Kepemimpinan suatu bangsa sangat
berpengaruh besar membangun keunggulan
dibandingkan bangsa-bangsa lain, yang
ditandai berbagai karya monumental ataupun keunggulan spesifik berdaya saing di fora internasional.
Menurut Wlliam Marston seperti dikutip oleh Bobinski (2000)
mengklasifikasikan pemimpin dalam 4 (empat) jenis, yaitu; pemimpin Dominance,
Influencing, Steadiness, dan Compliance.
Model kepemimpinan Marston diberi nama model DISC.

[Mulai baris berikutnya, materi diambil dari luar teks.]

PR #1888, opened 2026-07-28
fix: Swap angles in PhasedXX decomposition

### LINKED ISSUE #1887: `PhasedXX` decomposition in qsystem extension is incorrect
In the definition of `build_phasedxx` (in `tket-qsystem/src/extension/qsystem/helios.rs`) the angles `angle1` and `angle2` are the wrong way round.

cqc-alec:
Fixes #1887 .

### DIFF
--- a/tket-qsystem/src/extension/qsystem/helios.rs
+++ b/tket-qsystem/src/extension/qsystem/helios.rs
@@ -534,12 +534,12 @@ where
         let pi_minus_2 = pi_mul_f64(self, -0.5);
         let [added] = self
             .inner
-            .add_dataflow_op(FloatOps::fadd, [pi_minus_2, angle1])?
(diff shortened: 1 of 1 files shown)


ferbetanzo (approved):
LGTM. Maybe just add a small unit test to apeace codecov? It will certainly be tested once the cross-compilation semantics preserving tests are merged.

aborgna-q (approved):
Nine catch @ferbetanzo

cqc-alec:
> LGTM. Maybe just add a small unit test to apeace codecov? It will certainly be tested once the cross-compilation semantics preserving tests are merged.

At the moment we can't effectively unit-test this since it's an arbitrary definition, so I will just merge as is and wait for your semantic tests.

Pemimpin tipe D (Dominance)
cenderung menguasai situasi, kaya akan inisiatif, suka tantangan, tidak suka status quo, tegas, memiliki hasrat kuat
untuk mencapai prestasi tinggi, tidak suka neko-neko, dan lebih berorientasi
pada tugas. Pemimpin ini kadang dijuki hawk
(elang) atau lion (singa).
Pemimpin tipe I (Influencing)
gemar berinteraksi sosial, menghormati sesama, dan suka dihormati, penuh
optimisme, masalah apa pun yang dihadapi diyakini dapat diatasinya, rasa humor
yang tinggi, dan pasti minta pendapat orang lain sebelum bertindak.

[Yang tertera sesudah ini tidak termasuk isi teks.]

PR #1894, opened 2026-07-30
feat: Extract multiple pytket circuits from a hugr region

### LINKED ISSUE #1856: [Feat]: Refactor handling of opaque subgraphs in pytket decoder
### Description

This is a rewrite proposal for the logic governing how unsupported subgraphs of a hugr region are encoded in the pytket circuit, and tracked in the context.

### Current encoding

Suppose we have a circuit like
```
input: q (qubit)

q = h(q)
q = unsupported_1(q)
q = h(q)

output: q
```

We currently support this by encoding `unsupported_1` in a mid-circuit barrier over `q`.

But this is not always possible. In this example we have unsupported operations that are connected via non-register (i.e not qubit/bit) wires:

```
input: q (qubit)

rot: rotation = unsupported_0
q = rz(q, rot)
q: qubit, t: opaque = unsupported_1(q)
q = h(q)
t: opaque = unsupported_2(t)

output: q
```
The middle unsupported op can still be encoded in a barrier, but we now have two other ops that cannot be linked to a pytket registry so they cannot be put in a barrier in a sensible way.

We can instead keep the unsupported subgraphs in the encoding context (in `EncodedCircuit`), and re-insert them afterwards while decoding the circuit back into a hugr region.

That works because the subgraphs can be ordered either _before_ the circuit or _after_ it, so they don't introduce ordering dependencies between the pytket commands themselves.

### The problem

Now, the problematic case is when a mid-circuit unsupported op cannot be encoded as a barrier;

```
input: q0, q1

q1: qubit, t: opaque = unsupported_0(q1)
q1 = h(q1)
r: rotation = unsupported_1(t)
q2 = rz(q2, r)

output: q
```

Here the first `unsupported_0` op can be included as a barrier on `q1`.

For `unsupported_1` however, it cannot be mapped to a barrier directly even though it's introducing a strict ordering between the `h` and the `rz` ops.
(We could do a barrier on `q1` and `q2` here, but computing that in the general case gets expensive).

### Proposed solution

There is no nice way to implement this. The simplest solution would be adding the `rz`  from the previous example to the unsupported subgraph and emit a barrier, but that could greatly reduce the circuit exposed to pytket in some cases and limit the possible optimizations too much.

What I propose instead is to move from producing one circuit per region to instead allow partitioning the circuit into many when needed.

We should still keep the inline-opaque-barriers where possible, as splitting the circuits is also a big detriment to optimizations.

This will probably be an API breaking change, since we'll return multiple circuits per hugr region.

aborgna-q:
Fixes #1856 by extracting multiple circuits per hugr region, separated by unsupported graphs that must be ordered in-between them.

`EncodedCircuit` has new `contains_region` and `get_circuits` methods.
The old `get_circuit` method that returns a single circuit has been marked as deprecated.

This is a requirement for re-enabling default quantum optimizations in guppy.
I tested the fix on `guppylang` & `guppylang-docs`.

BEGIN_COMMIT_OVERRIDE
fix: Panic when applying a `PytketHugrPass` on complex regions (#1894)
END_COMMIT_OVERRIDE

### DIFF
--- a/tket/src/serialize/pytket/circuit.rs
+++ b/tket/src/serialize/pytket/circuit.rs
@@ -38,12 +38,13 @@ use super::opaque::OpaqueSubgraphs;
 /// [`EncodedCircuit::ensure_standalone`].
 #[derive(Debug, Clone)]
 pub struct EncodedCircuit<Node: HugrNode> {
-    /// Circuits encoded from independent dataflow regions in the HUGR.
+    /// Circuit segments grouped by their originating dataflow region.
     ///
     /// These correspond to sections of the HUGR that can be optimized
     /// independently.
     ///
-    /// Ordered as a depth-first pre-order.
+    /// Regions are ordered as a depth-first pre-order; segments retain their
+    /// execution order within each region.
     circuits: IndexMap<Node, EncodedCircuitInfo>,
     /// Sets of subgraphs in the HUGR that have been encoded as opaque barriers
     /// in the pytket circuit.
@@ -53,13 +54,30 @@ pub struct EncodedCircuit<Node: HugrNode> {
     opaque_subgraphs: OpaqueSubgraphs<Node>,
 }
 
+/// Identifies one pytket circuit segment within an encoded HUGR region.
+#[derive(Debug, Clone, Copy, PartialEq, Eq, Hash, PartialOrd, Ord)]
+pub struct EncodedCircuitId<Node> {
+    /// The HUGR dataflow region from which the segment was encoded.
+    pub region: Node,
+    /// The segment's zero-based position within the region.
+    pub segment: usize,
+}
+
 /// Information stored about a pytket circuit encoded from a HUGR region.
 #[derive(Debug, Default, Clone)]
 pub(super) struct EncodedCircuitInfo {
-    /// The serial circuit encoded from the region.
-    pub serial_circuit: SerialCircuit,
-    /// Information about any unsupported nodes in the region that could not be encoded as a pytket command.
-    pub additional_nodes_and_wires: AdditionalNodesAndWires,
+    /// Runs of pytket commands encoded from the region.
+    pub serial_circuits: Vec<SerialCircuit>,
+    /// Opaque subgraphs that must be restored before, between, or after the
+    /// serial circuits.
+    ///
+    /// This always contains one more entry than [`Self::serial_circuits`].
+    pub boundaries: Vec<EncodedCircuitBoundary>,
+    /// List of wires that directly connected the input node to the output node in the encoded region,
+    /// and were not encoded in [`serial_circuits`].
+    ///
+    /// We just store the input nodes's output port and output node's input port here.
+    pub straight_through_wires: Vec<StraightThroughWire>,
     /// List of parameters in the pytket circuit in the order they appear in the
     /// hugr input.
     ///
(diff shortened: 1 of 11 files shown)


tket/src/serialize/pytket/decoder.rs
```diff
@@ -583,74 +583,26 @@ impl<'h> PytketDecoderContext<'h> {
...
-            .additional_subgraphs
+        boundaries
             .iter()
+            .flat_map(|boundary| &boundary.external_subgraphs)
             .flat_map(|subgraph| &subgraph.params)
             .map(|param| PytketParam::parse(param))
             .for_each(|param| {
                 param.visit_input_variables(&mut |name| {
-                    // `pi` is loaded as a constant rather than routed as a parameter.
                     if name != "pi" {
```
nicolaassolini-qntm, line 623: Is this the better way of checking this?

tket/src/serialize/pytket/decoder.rs
```diff
@@ -663,6 +615,79 @@ impl<'h> PytketDecoderContext<'h> {
...
+    ) -> Result<(), PytketDecodeError> {
+        let config = self.config().clone();
+        for com in commands {
+            let op_type = com.op.op_type;
+            self.process_command(com, config.as_ref())
+                .map_err(|e| e.pytket_op(&op_type))?;
+        }
+
+        Ok(())
+    }
```
nicolaassolini-qntm: for readability I would move this function above under `run_decoder`

tket/src/serialize/pytket/tests.rs
```diff
@@ -29,12 +29,12 @@ use crate::serialize::pytket::PytketEncodeError;
...
-    DecodeInsertionTarget, DecodeOptions, EncodeOptions, EncodedCircuit, PytketDecodeError,
-    PytketDecodeErrorInner, PytketDecoderConfig, PytketEncodeOpError, PytketEncoderConfig,
-    default_decoder_config, default_encoder_config,
+    DecodeInsertionTarget, DecodeOptions, EncodeOptions, EncodedCircuit, EncodedCircuitId,
+    PytketDecodeError, PytketDecodeErrorInner, PytketDecoderConfig, PytketEncodeOpError,
+    PytketEncoderConfig, default_decoder_config, default_encoder_config,
 };
 use hugr::hugr::hugrmut::HugrMut;
-use hugr::ops::handle::FuncID;
+use hugr::ops::handle::{FuncID, NodeHandle};
```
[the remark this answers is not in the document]
nicolaassolini-qntm: false right?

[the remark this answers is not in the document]
aborgna-q: Bad bot. That's a trait

tket/src/serialize/pytket/encoder.rs
```diff
@@ -745,12 +824,25 @@ impl<H: HugrView> PytketEncoderContext<H> {
         subencoder.run_encoder(hugr, node)?;
 
         let (info, opaque_subgraphs) = subencoder.finish(hugr, node)?;
-        if !info.output_params.is_empty() {
+        self.opaque_subgraphs = opaque_subgraphs;
+        if !info.output_params.is_empty()
+            || info.serial_circuits.len() != 1
```
nicolaassolini-qntm: why this check?

nicolaassolini-qntm (commented):
Just a some questions

nicolaassolini-qntm:
Also, code coverage is pretty bad, at first glance it seems that the uncovered code is mostly errors or failing paths, but it may be worth a double check.

tket/src/serialize/pytket/decoder.rs
aborgna-q: We really should update the pytket parser to avoid these hardcoded cases.

It shouldn't be in this PR, so I opened https://github.com/Quantinuum/tket2/issues/1900 and left a TODO here.

tket/src/serialize/pytket/encoder.rs
aborgna-q: This was a compatibility check for emitting pytket circboxes.
Note that this codepath was disabled, and we don't plan to emit boxes anymore.

I just removed the unused block of code.

tket/src/serialize/pytket/circuit.rs
```diff
@@ -657,93 +657,87 @@ impl<Node: HugrNode> EncodedCircuit<Node> {
...
     }
 
-    /// Returns a mutable iterator over every circuit segment and its ID.
-    pub fn iter_mut(
-        &mut self,
-    ) -> impl Iterator<Item = (EncodedCircuitId<Node>, &mut SerialCircuit)> {
+    /// Returns a mutable iterator over every circuit segment and its region.
+    ///
+    /// A region containing multiple segments appears once for each segment.
+    // TODO: Update signature to return `(EncodedCircuitId<Node>, &mut SerialCircuit)` in a breaking release.
```
nicolaassolini-qntm, line 677: Is there an issue related to these TODOs?

nicolaassolini-qntm (approved):

tket/src/serialize/pytket/circuit.rs
aborgna-q: Added links to https://github.com/Quantinuum/tket2/issues/1901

Pemimpin tipe S (Steadiness)
bercirikan loyal, suka melayani orang lain, pencinta damai, rileks namun
pekerja keras, bertindak atau berkomunikasi tidak langsung, jika tidak setuju
ia tidak mengatakannya terus terang, lamban dalam mengambil keputusan, dan
tidak suka konfrontasi. Mereka sering dijuki dove (merpati) atau Golden
Retriever (memilih mundur daripada konfrontasi).

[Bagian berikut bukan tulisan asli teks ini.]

PR #1909, opened 2026-08-05
perf: improve Cliffordize performance

### LINKED ISSUE #1767: [Performance]: Cliffordize / RuleMatcher.apply_exhaustive scales quadratically with rewrites in a region
### Performance Issue

Hi, and thanks for the scoped `RuleMatcher.apply_exhaustive` helper and `Cliffordize` pass from #1654.

This report comes from my local work on a PR attempt for the non-Clifford-to-Clifford rewrite work during UnitaryHack 2026 / #1315. I was not able to submit my PR because of the UnitaryHack 2026 PR limit, so I continued testing the current `main` locally and found one performance/scalability issue that seems worth tracking, plus one smaller pass-result observation. I did not find a correctness problem with the merged pass in the cases I tested.

### Summary

`RuleMatcher.apply_exhaustive(...)`, as used by `Cliffordize`, currently applies one rewrite, rebuilds the whole `Circuit` view, restarts the matcher, then repeats until no match remains. For a region with `K` matching gates, this gives `K` full scans of the region. When `K` is proportional to the region size, runtime scales approximately quadratically.

I realize re-matching after each edit may be deliberate: it avoids stale matches, overlapping rewrites, and convexity/validity problems. So I am not assuming that simply applying all matches from one scan is always safe. The issue is that the current fixed-point strategy has a clear O(N^2) cost for the independent `T -> S` / `Tdg -> Sdg` replacements that `Cliffordize` performs.

I searched open and closed issues/PRs on 2026-06-28 for `Cliffordize quadratic`, `apply_exhaustive`, `RuleMatcher performance`, `find_matches_iter`, and `Cliffordize`. I found only #1315, #1653, #1654, and #1695 for `Cliffordize`, and no issue tracking this scaling behavior. Related matcher work exists in #1208, #833, #983, #1017, #1057, and #838, but I do not think this duplicates any of them.

### Steps to Reproduce

I tested against current `main` at `b3be2bb093d7b6e4b2d50de852aeaf0cafbf244a`.

My local build command was:

```bash
git fetch origin
git checkout origin/main
cd tket-py
VIRTUAL_ENV=../.venv PATH="../.venv/bin:$PATH" uvx maturin develop --release --uv
cd ..
```

Because my environment did not have `patchelf`, I ran with `LD_LIBRARY_PATH`:

```bash
LD_LIBRARY_PATH="$PWD/target/maturin" .venv/bin/python cliffordize_scaling.py
```

Script:

```python
# cliffordize_scaling.py
import time

from tket._state.build import H, OneQbGate, from_coms
from tket.passes import Cliffordize

T = OneQbGate("T")

print("Sequential T gates")
print(f"{'N':>6} {'rewrites':>9} {'time(s)':>9} {'time/N^2':>10} {'ratio':>8}")
prev = None
for n in (100, 200, 400, 800, 1600, 3200, 6400):
    # Circuit construction is deliberately outside the timed region.
    hugr = from_coms(*[T(0) for _ in range(n)]).to_python().modules[0]

    t0 = time.perf_counter()
    res = Cliffordize().run(hugr, inplace=False)
    dt = time.perf_counter() - t0

    ratio = f"x{dt / prev:.1f}" if prev else ""
    print(f"{n:>6} {res.results[-1][1]:>9} {dt:>9.4f} {dt/(n*n):>10.2e} {ratio:>8}")
    prev = dt

print()
print("One T in an otherwise-Clifford region")
print(f"{'N':>6} {'rewrites':>9} {'time(s)':>9} {'time/N':>10} {'ratio':>8}")
prev = None
for n in (200, 400, 800, 1600, 3200, 6400):
    hugr = from_coms(*([H(0) for _ in range(n - 1)] + [T(0)])).to_python().modules[0]

    t0 = time.perf_counter()
    res = Cliffordize().run(hugr, inplace=False)
    dt = time.perf_counter() - t0

    ratio = f"x{dt / prev:.1f}" if prev else ""
    print(f"{n:>6} {res.results[-1][1]:>9} {dt:>9.4f} {dt/n:>10.2e} {ratio:>8}")
    prev = dt
```

### Performance Metrics

```markdown

```

### Expected Performance

**Expected:** For independent `T -> S` replacements, I expected the fixed-point pass to avoid doing one full region scan per rewritten gate, or at least to have sub-quadratic scaling. A single rewrite in a growing region should be O(N), and many independent rewrites ideally would not multiply that by N.

**Actual:** Runtime grows close to quadratically with the number of rewrites in the region.

Optimized local build:

```text
Sequential T gates
     N  rewrites   time(s)   time/N^2    ratio
   100       100    0.0478   4.78e-06
   200       200    0.0697   1.74e-06     x1.5
   400       400    0.1954   1.22e-06     x2.8
   800       800    0.6499   1.02e-06     x3.3
  1600      1600    2.2862   8.93e-07     x3.5
  3200      3200    8.5589   8.36e-07     x3.7
  6400      6400   32.7053   7.98e-07     x3.8

One T in an otherwise-Clifford region
     N  rewrites   time(s)     time/N    ratio
   200         1    0.0375   1.88e-04
   400         1    0.0661   1.65e-04     x1.8
   800         1    0.1217   1.52e-04     x1.8
  1600         1    0.2574   1.61e-04     x2.1
  3200         1    0.5230   1.63e-04     x2.0
  6400         1    1.1539   1.80e-04     x2.2
```

The second table is the control case: one rewrite in a growing region scales roughly linearly. The first table rewrites every gate and shows the additional multiplication by the number of rewrites.

I also tested an interleaved two-qubit pattern (`T, H, T, CX` per layer) and saw the same shape:

```text
layers   gates  rewrites   time(s)    ratio
   100     400       200    0.1851
   200     800       400    0.4487     x2.4
   400    1600       800    1.4741     x3.3
   800    3200      1600    5.2027     x3.5
```

### Where it seems to come from

The loop in `tket-py/src/pattern.rs` applies one rewrite at a time:

```rust
while let Some(rewrite) = self.find_match(target)? {
    target
        .apply_rewrite(rewrite)
        .context("Could not apply exhaustive rule rewrite")?;
    rewrite_count += 1;
}
```

`find_match` rebuilds the `Circuit` view and takes only the first match:

```rust
pub fn find_match(&self, target: &CompilationState) -> PyResult<Option<PyCircuitRewrite>> {
    let circ = Circuit::try_new(&target.hugr)
        .map_err(|error| PyValueError::new_err(error.to_string()))?;
    let Some(pmatch) = self.matcher.find_matches_iter(&circ).next() else {
        return Ok(None);
    };
    Ok(Some(self.match_to_rewrite(pmatch, &circ)?))
}
```

So for `K` rewrites in one region, the current implementation pays for `K` `Circuit::try_new(...)` calls and `K` matcher restarts. `find_matches` already exists and returns all matches from one scan, which suggests the matcher can enumerate the independent `T`/`Tdg` matches cheaply; the expensive part is the repeated full restart.

### Small related observation: `PassResult.modified`

This is lower priority and may be intentional/shared behavior, but `Cliffordize` reports `modified=True` even when it performs zero rewrites:

```python
from tket._state.build import H, OneQbGate, from_coms
from tket.passes import Cliffordize

S = OneQbGate("S")
hugr = from_coms(H(0), S(0)).to_python().modules[0]
res = Cliffordize().run(hugr, inplace=False)

print(res.results)
print(res.modified)
```

Actual:

```text
[('Cliffordize', 0)]
True
```

I think this comes from the shared `PassResult.for_pass(..., modified=True)` default rather than from `Cliffordize` specifically. It is just more visible here because `Cliffordize` also returns the rewrite count. If the intended contract is that `modified=False` means the output is unchanged, then a zero-rewrite `Cliffordize` run seems like it could report `modified=False`. If the current behavior is intentional, this note can be ignored or split out.

### Verification

The existing `Cliffordize` tests pass for me on the same optimized build:

```bash
LD_LIBRARY_PATH="$PWD/target/maturin" .venv/bin/python -m pytest tket-py/test/test_cliffordize.py -q
```

```text
5 passed, 10 warnings in 0.61s
```

I also checked basic nested/control-flow/module cases locally and did not find a correctness issue. This report is about scalability of the current fixed-point matching strategy, not about the correctness of #1654.

### Component

Rust library

### Environment

```markdown
nvcr.io/nvidia/cuda:12.9.2-cudnn-devel-ubuntu24.04
Host: 128 GB RAM, 24 thread AMD CPU
```

### Optimization Suggestions

_No response_

### Additional Context

_No response_

nicolaassolini-qntm:
closes #1767

This PR introduces a new `RuleMatcher.apply_all_matches_once` method that allows us to apply a rule in linear time.


tket-py/src/pattern.rs
nicolaassolini-qntm: This function is not used now. Not sure if we have to keep it.

tket-py/src/pattern.rs
```diff
@@ -144,8 +144,11 @@ impl RuleMatcher {
             .collect()
     }
 
-    /// Apply the first matching rule repeatedly within each circuit-compatible
-    /// region in the selected scope.
+    /// Apply the first matching rule repeatedly within each circuit-compatible region.
```
aborgna-q: Keep the first line of docs short, since it gets rendered as a summary sometimes.

```suggestion
    /// Apply the first matching rule repeatedly within each circuit-compatible region.
    ///
```

tket-py/src/pattern.rs
aborgna-q: If it's dead code we should remove it.

tket-py/src/pattern.rs
```diff
@@ -184,6 +187,75 @@ impl RuleMatcher {
...
+                    target
+                        .apply_rewrite(rewrite)
+                        .context("Could not apply exhaustive rule rewrite")?;
+                    rewrite_count += 1;
+                }
+                // We assume that applying a rewrite does not introduce new matches for the same rule
+                assert!(
+                    self.find_match(target)?.is_none(),
+                    "Applying rewrites should not introduce new matches for the same rule"
+                );
```
aborgna-q: Isn't this going against the aim of avoiding repeated traversals?

The assert is more than an assumption.

nicolaassolini-qntm: My idea is that this function must be used only when by searching once you can solve all the rules, that's why there is the assertion. We can remove it or update the doc string to make this behaviour clearer

aborgna-q (approved):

Pemimpin tipe C (Compliance) selalu
berpedoman pada hukum dan prosedur dalam bertindak. Ia takut jika tidak
mengikuti prosedur.
Tipe D juga menghindari konflik, bahkan tidak antusias untuk membalas jika
ditantang. Ia memiliki penalaran yang tinggi, selalu mencari fakta dan bukti
ketika bertindak sehingga ia dijuluki objective
thinker. Satu lagi cirinya perfectionist.
(Prof. DR. Tjipta Lesmana, MA, 2009).
Kepemimpinan ialah kemampuan untuk membimbing, mengarahkan, mendorong,
membangkitkan, menggerakkan pihak lain mencapai tujuan. Melalui kepiawian, kemahiran berkomunikasi efektif mampu memengaruhi orang lain.
Melalui kepiawian, kemahiran kepemimpinan setiap orang merasakan sentuhan-sentuhan
batiniah antara pemimpin dengan yang dipimpin.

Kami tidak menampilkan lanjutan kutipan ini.